At that time, it was a publicly listed company, which should mean you can just multiple the share price by the number of shares issued to get a value, or market capitalisation. For Tottenham, a decade ago, that was just under £84 million. But if you applied the Deloitte revenue multiple, you got to £245 million. Forbes, though, had it at £351 million. No wonder nobody has bought them.

Perhaps this is all too theoretical for you, though.

“No one we know on the buying or selling side uses anything more than a simple revenue multiple minus enterprise value divided by EBITDA, or revenue before player trading,” says a source who has invested in several clubs in recent years.

“You can add net transfer receivables (instalments in minus instalments out) to the enterprise value, if you like, but all of our deals have been for less than one times revenue.

“If the club owns a modern stadium, you might go a bit higher on the revenue multiple, maybe to 1.5 x, but in lots of countries the stadiums are so old they’re the problem. Owning them would actually bleed cash and reduce value, so you prefer it if the town owns them.

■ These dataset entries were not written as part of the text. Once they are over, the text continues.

PR #349, opened 2020-11-01
Adjust the pattern for modsecurity entries

zathras777:
Entries related to modsecurity weren't being parsed until the following changes were made.


buixor:
Hello,

Thanks for the bug-report and suggestion ! Would you mind sharing some sample modsec logs so that we can integrate it to tests?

“The multiple you use depends on how much revenue the league shares. In Germany, where the governance is strong, most teams trade for more than 2.0 x, while in England it is often below 2.0 x. In France, where there have been governance issues, the multiple is less than 1.5 x.”

But a quick glance at the latest Forbes and KPMG lists will tell you nobody is applying such a measly multiple to Europe’s elite, no matter which league they are in. The usual suspects are all there, in mainly the same order, all valued at £2 billion and above, or four times annual revenues.

That, of course, is more like the ratios applied to teams in North America’s professional leagues and what the European aristocrats share with those franchises is a near guarantee against relegation, the ultimate value-shredder.

Of course, a near guarantee was not enough for most of those elite teams last year, which is why they tried to create the European Super League. That star-crossed competition would also have had a strict salary cap, a value-creating mechanism that would have bumped up the revenue multiple even more.